The offer appears to have been withdrawn.

I hope everyone that read this thread and was interested ....has already gotten their free copy.


----------



## stantley (May 22, 2005)

Yup, I got it and it's working fine. Thanks Stoner


----------



## JohnWill (Oct 19, 2002)

Glad I moved fast.


----------



## LauraMJ (Mar 18, 2004)

Me too.


----------



## Davec (Jan 27, 2001)

I got the e-mail saying they would send me the serial number, but no number yet.


----------



## JohnWill (Oct 19, 2002)

I jumped on it right away.


----------



## Stoner (Oct 26, 2002)

Davec said:


> I got the e-mail saying they would send me the serial number, but no number yet.

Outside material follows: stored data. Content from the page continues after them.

Issue #1812, opened 2019-01-15
Add warning when featured image does not meet Google Search requirements


westonruter:
For Schema.org metadata, the featured image of a post is used as the `image` property. For this property, [Google Search requires](https://developers.google.com/search/docs/data-types/article#article_types):

> The URL to an image that is representative of the article or AMP story.
> 
> Due to format differences in search results, the following image guidelines only apply to general AMP pages, not AMP stories. AMP stories have different requirements for images.
> 
> * Only a marked-up image that directly belongs to the article should be specified.
Images should be at least 1200 pixels wide.
> * Every page must contain at least one image (whether or not you include markup). Google will pick the best image to display in Search results based on the aspect ratio and resolution.
> * Image URLs must be crawlable and indexable.
> * Images must represent the marked up content.
> * Images must be in .jpg, .png, or .gif format.
> * For best results, provide multiple high-resolution images (minimum of 800,000 pixels when multiplying width and height) with the following aspect ratios: 16x9, 4x3, and 1x1.

There is currently no guidance offered by the plugin for the featured image that is selected for a post. There should be a warning when the image is not 1200 pixels wide.

If the requirements are not met, should the image be excluded altogether? Is it better to have something rather than nothing?

We need to avoid situations where Google Search Console informs users of problems related to pages that the AMP plugin generates.

See also [plugin forum topic](https://wordpress.org/support/topic/google-search-console-image-size-smaller-than-recommended-size/).

westonruter:
Also, per:

> For best results, provide multiple high-resolution images (minimum of 800,000 pixels when multiplying width and height) with the following aspect ratios: 16x9, 4x3, and 1x1.

We should loop over all registered image sizes to find if there are others with these orientations, and then include all images that are at least 1200px wide, although it is unlikely that there will be any at that size.

robin-scott:
Confirming this is dropping onto a lot of backlogs right now - and I've been looking at a couple of solutions, one of which is a default image which complies with the specifications which could be substituted, although this "Only a marked-up image that directly belongs to the article should be specified." does appear to preclude that :|

This is "just" a warning, and Google does make a marked distinction between warning and error when it comes to indexing and Schema in my experience.

swissspidy:
> It should probably also warn when no featured image is selected at all, since this is also a GSC warning.

[...]

PR #1998, opened 2019-03-20
Set featured image if none exists, based on adding other images

### LINKED ISSUE #1954: Featured image handling and warning
From [this card](https://github.com/ampproject/amp-wp/projects/10#card-17824838):
- [x] Leverage WordPress post embeds for embedding AMP stories into posts. Make sure Post Embed block can embed AMP Story post type. Use featured image, title, and excerpt in preview. (Converted to #1931)
- [x] Set fallback default image in amp_story template when none is provided so that validation of the story is preserved. The warning should remain.
- [x] Show warning notice under the featured image control when no image is selected. Remove the global notice.
- [x] Extend Gutenberg pre-publish panel to block publishing while featured image is not set.

From [this card](https://github.com/ampproject/amp-wp/projects/10#card-18511617):
- [ ] Determine if "automatically" is the correct approach
Either or...
- [ ] Background media assigned to the first page to automatically populate featured image, if empty
- [ ] Instead of automatically being set in the postmeta, add a `get_post_metadata` filter for `_thumbnail_id` to supply image if it will be empty

kienstra:
If no featured image exists, set it based on:

* Adding a background image to a page block
* In the Image block, selecting or uploading an image via the Media Library
* In the Image block, clicking 'Upload' and uploading an image

Closes #1954


assets/src/blocks/amp-story/edit.js
```diff
@@ -79,7 +84,12 @@ class EditPage extends Component {
 		} );
 
 		if ( IMAGE_BACKGROUND_TYPE === mediaType ) {
+			const featuredMedia = select( 'core/editor' ).getEditedPostAttribute( 'featured_media' );
```
swissspidy: We're already using the `withSelect` HOC further down to pass some props. I'd move this there too.

kienstra: Good point, @swissspidy.

Also, I should have removed the logic in `amp-story/edit.js` entirely. The handler for the `MediaUpload` component conditionally updates the featured image:

upload-media


https://github.com/ampproject/amp-wp/pull/1998/commits/2237ad9c3add58b2b9c526bec55bb56016513938 removes the logic.

swissspidy:
Should this include some logic to set the featured image only when the uploaded image is large enough?

swissspidy:
For reference:

Each poster image should meet the recommended minimum size:

* Portrait: 696px x 928px
* Landscape: 928px x 696px
* Square: 928px x 928px

kienstra:
**Poster Image**

Hi @swissspidy,
Good point, this PR should probably ensure that the image meets the minimum size.

kienstra:
**Image Dimensions Now Verified**

Hi @swissspidy,
Good suggestion that this check for the minimum poster dimensions.

Based on the dimensions you shared, the following images are accepted:
https://lorempixel.com/669/928
https://lorempixel.com/928/669
https://lorempixel.com/928/928

While these dimensions won't be:
https://lorempixel.com/700/700
https://lorempixel.com/900/927

kienstra:
**Pre-publish Notice**

There's now a notice on clicking 'Publish' when an AMP Story doesn't have a featured image:
featured-image-here

assets/js/amp-block-validation.js
```diff
@@ -139,33 +138,6 @@ const ampBlockValidation = ( function() { // eslint-disable-line no-unused-vars
 			return false;
 		},
 
-		/**
-		 * Handles admin notices for AMP Stories.
-		 */
-		handleAMPStoryChange: function handleAMPStoryChange() {
```
kienstra: This notice at the top of the entire editor is replaced by a notice above the Featured Image control in `with-featured-image-notice.js`.

kienstra:
**Request For Another Review**

Hi @swissspidy,
Thanks for your suggestions. Could you please review this again?

Here's the expected behavior:

1. On adding an image in the following places, set it as the featured image if none exists:
a. The Image block's 'Media Library' or 'Upload' buttons:
image-block

b. The 'Background Media' button:

bg-media

2. Moves the notice for no featured image from the top of the block editor to above the 'Featured Image' section in the Inspector:
featured-image-notice

3. On clicking 'Publish' when there's no featured image, displays a notice in the pre-publish panel
no-feat-image

assets/src/components/with-placeholder-featured-image.js
```diff
@@ -0,0 +1,62 @@
...
+			}
+
+			delay( () => {
+				const selectedBlock = select( 'core/editor' ).getSelectedBlock();
+				if ( ! selectedBlock || ! selectedBlock.attributes.id ) {
+					return;
+				}
+
+				// Conditionally set the uploaded image as the featured image.
+				const media = wp.data.select( 'core' ).getMedia( selectedBlock.attributes.id );
```
swissspidy:
```suggestion
				const media = select( 'core' ).getMedia( selectedBlock.attributes.id );
```

You already import `select` at the top 🙂

assets/src/components/with-placeholder-featured-image.js
```diff
@@ -0,0 +1,62 @@
...
+			super( ...arguments );
+			this.componentWillUnmount = this.componentWillUnmount.bind( this );
+		}
+
+		/**
+		 * The handler for before the component unmounts.
+		 *
+		 * If there's no featured image, set this image as the featured image.
+		 * This component unmounts right after uploading an image.
+		 * But this needs to be delayed, as there's an apiFetch() call that gets the id.
```
swissspidy: Where is that `apiFetch()` call happening? Can we somehow avoid using `delay()` by `await`ing the result of that or something?

kienstra: Good question, I'll look at this more. The `apiFetch()` call happens when the `MediaUploader` calls [createMediaFromFile()](https://github.com/WordPress/gutenberg/blob/285875a1e2899b4999bb1396277be8a163354249/packages/editor/src/utils/media-upload/media-upload.js#L214).

assets/src/components/has-minimum-dimensions.js
```diff
@@ -0,0 +1,22 @@
...
+ *
+ * The 3 minimum dimensions for the AMP story poster image are:
+ * 696px x 928px, 928px x 696px, or 928px x 928px.
+ *
+ * @param {Object} media A media object with width and height values.
+ * @return {boolean} Whether the media has the minimum dimensions.
+ */
+export default function( media ) {
+	const largeDimension = 928;
+	const smallDimension = 696;
```
westonruter: I think this component is overly generic in its name. It is specifically about the AMP Story poster image, due to its hard-coded values here. So either the component should be renamed the required dimensions should be supplied as a second argument, e.g.:

```js
hasMinimumDimensions( media.media_details, { smallDimension: 696, largeDimension: 923  } )
```

westonruter: This component would then be able to be re-used for general validation of the selected featured image for non-story posts as detailed in https://github.com/ampproject/amp-wp/issues/1812. In fact, if you want to extend this PR to also implement a general warning for post featured image it would probably be a good idea, as it would ensure the right abstraction.

assets/src/components/with-featured-image-notice.js
```diff
@@ -0,0 +1,50 @@
...
+
+			if ( hasFeaturedMedia ) {
+				return postFeaturedImage;
+			}
+
+			return (
+				<Fragment>
+					<Notice status="warning">
+						<span>
+							{ __( 'Featured image is used as poster-portrait-src and is mandatory', 'amp' ) }
```
westonruter: This message should be made more user-friendly, like:

> Selecting a featured image is required.

assets/src/components/has-minimum-dimensions.js
kienstra: Sounds good, Weston! I'll also extend this PR.

assets/src/components/with-featured-image-notice.js
kienstra: Sure, https://github.com/ampproject/amp-wp/pull/1998/commits/52896509b940921c2c27a445ca45cfb978d86ce0 changes the message:

selecting-featured-image-required

westonruter:
@kienstra one more thing that is needed is to make sure that there is _always_ a poster image supplied for the story, even if no featured image was selected. This will allow a story to be viewed on the frontend (as a draft) before the user selected the image. Without this, the entire `amp-story` is removed from the page and the user sees a white screen. So to ensure that this doesn't happen, a placeholder image that says something like:

> IMAGE NOT YET SUPPLIED

Should be shown.

The code in question is here: 

https://github.com/ampproject/amp-wp/blob/52896509b940921c2c27a445ca45cfb978d86ce0/includes/templates/single-amp_story.php#L34-L51

So if `$poster_portrait_src` is empty, then the placeholder should be supplied.

Also, the single template is not utilizing the other image sizes for AMP stories. In addition to `poster-portrait-src` there should be attributes provided for `poster-landscape-src` and `poster-square-src`, per the [docs](https://www.ampproject.org/docs/reference/components/amp-story#poster-guidelines-(for-poster-portrait-src,-poster-landscape-src,-and-poster-square-src)).

assets/src/amp-story-editor-blocks.js
```diff
@@ -315,11 +319,15 @@ store.subscribe( () => {
...
 } );
 
+registerPlugin( 'amp-featured-image-pre-publish', { render: withPrePublishNotice } );
+
 addFilter( 'blocks.registerBlockType', 'ampStoryEditorBlocks/setBlockParent', setBlockParent );
 addFilter( 'blocks.registerBlockType', 'ampStoryEditorBlocks/addAttributes', addAMPAttributes );
 addFilter( 'editor.BlockEdit', 'ampStoryEditorBlocks/addAnimationControls', withAnimationControls );
 addFilter( 'editor.BlockEdit', 'ampStoryEditorBlocks/addStorySettings', withAmpStorySettings );
 addFilter( 'editor.BlockEdit', 'ampStoryEditorBlocks/addPageNumber', withPageNumber );
+addFilter( 'editor.BlockEdit', 'ampStoryEditorBlocks/addPageNumber', withEditFeaturedImage );
```
westonruter: I think `addPageNumber` here is copy/pasta, right?

kienstra: Thanks, you're right. https://github.com/ampproject/amp-wp/pull/1998/commits/b9cd74b2716c354f42be76b60f77cd63eea32bcb changes the hook name.

assets/src/components/with-placeholder-featured-image.js
kienstra: https://github.com/ampproject/amp-wp/pull/1998/commits/7a3df1afbe8c35d8170d213de78611e40af3016d prevents using `delay()` by instead filtering `BlockEdit`.

assets/src/components/with-placeholder-featured-image.js
kienstra: Good idea, I [committed](https://github.com/ampproject/amp-wp/pull/1998/commits/358c63328c5f0d335b56237988e33d21ff495bc8) your suggestion.

kienstra:
**Placeholder Post Image**

Hi @westonruter,
>So to ensure that this doesn't happen, a placeholder image...should be shown

Sounds good, would you mind if I asked @da to create an image for that?

kienstra:
**Additional Poster Attributes**

Hi @westonruter,
>In addition to poster-portrait-src there should be attributes provided for poster-landscape-src and poster-square-src, per the docs.

Good point. How does https://github.com/ampproject/amp-wp/pull/1998/commits/c2381f2360d85d104bec8468bb441698e353dbc0 look? The `poster-square-src` and `poster-landscape-src` attributes are now added:

poster-src

assets/src/components/has-minimum-dimensions.js
kienstra: Hi Weston, https://github.com/ampproject/amp-wp/pull/1998/commits/22b0f54e64952c26345920bc8dfbc79b57fddb85 prepares `hasMinimumDimensions()` for use in a different context, like #1812. But I still need to extend this PR to address #1812.

kienstra:
**Post Featured Image Notice**

This adds the following to a normal post:
1. A notice above the 'Featured Image' panel if it doesn't exist or is the wrong dimension
featured-image-here

2. A notice on clicking 'Publish' if the featured image doesn't exist or has the wrong width
notice-publish

kienstra:
**Also Adds Size Validation To AMP Story**

This also adds the size notices [shown above](https://github.com/ampproject/amp-wp/pull/1998#issuecomment-476015923) to AMP stories. Before, there were only notices if the featured images didn't exist at all.

assets/src/amp-block-editor.js
```diff
@@ -6,9 +6,15 @@ import { FormToggle, Notice } from '@wordpress/components';
 import { Fragment, RawHTML } from '@wordpress/element';
```
kienstra: This might not be the best approach. I renamed `assets/src/amp-block-editor-toggle.js` to `assets/src/amp-block-editor.js`, as I added the featured image notices to it. A more general name that doesn't have 'toggle' made more sense then.

But maybe there's a better file to put this logic. I wanted to reuse `getFeaturedImageNotice` and `getPrePublishNotice` from the `components/` modules.

assets/src/amp-block-editor.js
```diff
@@ -95,6 +101,41 @@ function ComposedAMPToggle() {
...
+ * Whether the image has the minimum width for a featured image.
+ *
+ * This should have a width of at least 1200 pixels
+ * to satisfy the requirement of Google Search for Schema.org metadata.
+ *
+ * @param {Object} media A media object with width and height values.
+ * @return {boolean} Whether the media has the minimum dimensions.
+ */
+const hasMinimumFeaturedImageWidth = ( media ) => {
+	return ( media.width && media.width >= 1200 );
```
kienstra: If it's alright, I used an entirely different function for normal posts than the AMP Story featured image. The logic was quite different.

kienstra:
**Request For Another Review**

Hi @swissspidy,
Hope you're doing great.

When you have a chance, could you please review this PR again?

The main changes lately are [adding notices](https://github.com/ampproject/amp-wp/pull/1998#issuecomment-476015923) if the featured image sizes are wrong in AMP Stories and posts, and a [fallback image](https://github.com/ampproject/amp-wp/pull/1998/commits/d8add660957104e3beaff78bb8a129673b6cf8d6) if there's no featured image.

Thanks, Pascal! And congratulations on speaking at WordCamp Europe.

assets/src/amp-block-editor.js
swissspidy: wfm

kienstra:
Thanks, @swissspidy! You're right, we should document the fact that selecting a big enough image makes in the featured image (poster-portrait-src).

Log onto your account at Acronis. Your Key should be posted along with the download link.
Mine was.


----------



## Davec (Jan 27, 2001)

I try that when I get back to work in the morning.. Here, I'm on dial up so I used a work e-mail.


----------



## JohnWill (Oct 19, 2002)

Stoner said:


> Log onto your account at Acronis. Your Key should be posted along with the download link.
> Mine was.


I think you have to have gotten the email back with the password for that account to login to it.


----------



## Stoner (Oct 26, 2002)

JohnWill said:


> I think you have to have gotten the email back with the password for that account to login to it.


I set up an account before registering for the download.
I remember registering numerous times for the download, but only one went through with out being timed out or directed to an error page.
I got my email with the key sometime after I had logged into my account, where I saw the same key next to the download link.

That's my story and I'm sticking to it


----------



## Davec (Jan 27, 2001)

Got the e-mail but no download link and it won't let me into my account.


----------



## Stoner (Oct 26, 2002)

What you might try in order to get into your account is to apply for a new login password .
As I remember, there was a mechanism for doing that by entering your email address you used to set up the account , and Acronis would email a new login password ......to that address.


----------



## Davec (Jan 27, 2001)

Tried that, the new one didn't work either.


----------



## Stoner (Oct 26, 2002)

Sorry Dave....I'm out of ideas.


----------



## JohnWill (Oct 19, 2002)

Buy it?


----------



## Stoner (Oct 26, 2002)

JohnWill said:


> Buy it?


!!!!!

There is the free version of Acronis that comes in Seagate/Maxtor's Discwizard, but there has to be a Maxtor/Seagate hard drive attached for Discwizard to work.
I've been using it for several years.


----------



## Davec (Jan 27, 2001)

JohnWill said:


> Buy it?


Heck No! I already bought 9 which works great.


----------



## JohnWill (Oct 19, 2002)

There probably isn't enough difference between 9 and 10 to justify spending the money. Of course, there was 11, and not 2009 that have come out since.


----------